Peter Ould comments: The Employment Tribunal hearing the case of Jeremy Pemberton against Bishop Richard Inwood has delivered its verdict, dismissing all the claims made. The case revolved around the refusal of a licence to Jeremy Pemberton for a new hospital chaplaincy job on the grounds that he had entered a same-sex marriage. Pemberton claimed for discrimination and harassment.
The Tribunal judgement makes a number of precise observations:
1. It is very clear that the doctrine of the Church of England is that marriage is between a man and a woman and not between two people of the same sex. Notions from Pemberton’s team that the meaning of marriage changes over time were dismissed. The idea that, since Canon B30 doesn’t explicitly forbid same-sex marriage, Pemberton wasn’t breaking it was ruled a nonsense by the Tribunal.
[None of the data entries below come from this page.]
PR #945, opened 2022-12-28
Use `OrderedSet`s for methods in Sets module

drkameleon:
# Description

Given the new hashing system, many of the results from the Sets module methods look a bit messed up. At least, we could give the option whether the user doesn't care about the order... but take it for granted that he'd expect the same order and not some random one.

## Type of change

- [x] Code cleanup


drkameleon:
Ready to merge! 🚀

PR #968, opened 2023-01-11
[VM/eval] Fix pending issues, add unit-tests & cleanup

drkameleon:
# Description

This PR ended up being far more important than initially planned but it was for a very good reason: there were deep-hidden issues that could *not* have been solved but via a very radical approach.

**So, what does this PR do?**

- Introduce a new intermediate representation (AST), between the parser and the evaluator
- Given this new representation we can:
   - Perform optimizations on the node level (e.g. constant folding, complicated arithmetic simplifications, etc)
   - Optimize the constructs we already were, but in a much safer - and hopefully performant - way
   - All syntactic sugar is/should-be working flawlessly: `->`, `=>`, `|` (and any combinations thereof) ❗ 
- Complete rewrite of the Evaluator (VM/eval), from scratch
- Added more bytecode optimizations *in* the evaluator (e.g. `opStorl`), which was only limited to the now-obsolete optimizer and not even in use before
- The code is far (far...) cleaner and easier to debug and reason about
- Re-organized our opCode set
- Make Built-in functions that correspond to a specific opCode "carry" this opCode as an internal field

Basically, pure bliss! lol 🎉  (seriously now: you cannot imagine how satisfied I am after all of this work!)

Apart from the fixes mentioned below and some general cleanup, this PR - inspired by the awesome work by @RickBarretto - will also attempt to add thorough tests that verify the very important job of the VM's evaluator + AST, as well as revisit previously-written Rosetta Code examples, rewrite any that need rewriting & add the ones that are valid - and perform well enough with the latest version - to our CI builds (= to be executed as part of the Tester tool). 🚀 

-------

- [x] Fixes #799 
- [x] Fixes #802 
- [x] Fixes #803 
- [x] Fixes #804 
- [x] Fixes #817 

-------

## Type of change

- [x] Code cleanup
- [x] Bug fix (non-breaking change which fixes an issue)

PR #969, opened 2023-01-13
Implement AST as intermediate representation

drkameleon:
# Description

**Right now, the process is:**

- the parser ([vm/parse](https://github.com/arturo-lang/arturo/blob/master/src/vm/parse.nim)), well,... parses the given code (= text) into a series of Arturo values (blocks, integer, you name it)
- the resulting block of values is passed to the evaluator ([vm/eval](https://github.com/arturo-lang/arturo/blob/master/src/vm/eval.nim)) which converts it to bytecode
- the bytecode gets executed by our Loop ([vm/exec](https://github.com/arturo-lang/arturo/blob/master/src/vm/exec.nim)) and that's it

**The problem arises in the evaluator:**

At the beginning, things were much simpler, but the more Arturo grows the more this particular part has become quite a mess with various hard-to-debug issues, leaving little room for more optimizations.

**What the idea here is:**

Introduce a new module in the process above; plainly speaking, an intermediate transformation *after* the parsing stage and *before* the evaluation stage. 

And that would be an AST (= [abstract syntax tree](https://en.wikipedia.org/wiki/Abstract_syntax_tree)).

------

Given the complicated (and potentially not even beneficial) nature of this undertaking, this will be marked as highly expirimental (to be read as: it may totally be abandoned and we end up continuing from exactly where we left the project...)

Either way, let's go for it! 🚀 

## Type of change

- [x] Code cleanup


drkameleon:
To be also marked as complete. The final touches will be done in #968.

Either way, things are looking very, very good! 😄 

----

Ready to merge! 🚀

The Tribunal pointed out very clearly that at the time of the framing of B30 homosexuality was illegal, so it was ridiculous to assert that the framers of that Canon would have had a positive view of it, given half a chance (para 188).
2. The majority of the case rested on whether the Church of England had an exemption under Schedule 9, Section 2 of the Equality Act 2010. The Tribunal ruled very clearly that such an exemption clearly operated in this case. As para 151 of the ruling says:
The point being that if there is a clear doctrine relating to the nature of marriage and which excludes same sex marriage for the purposes of the Church, rather than the State, and that doctrine requires obedience from the Priest by way of Canons, then that is an end of the matter for our purposes.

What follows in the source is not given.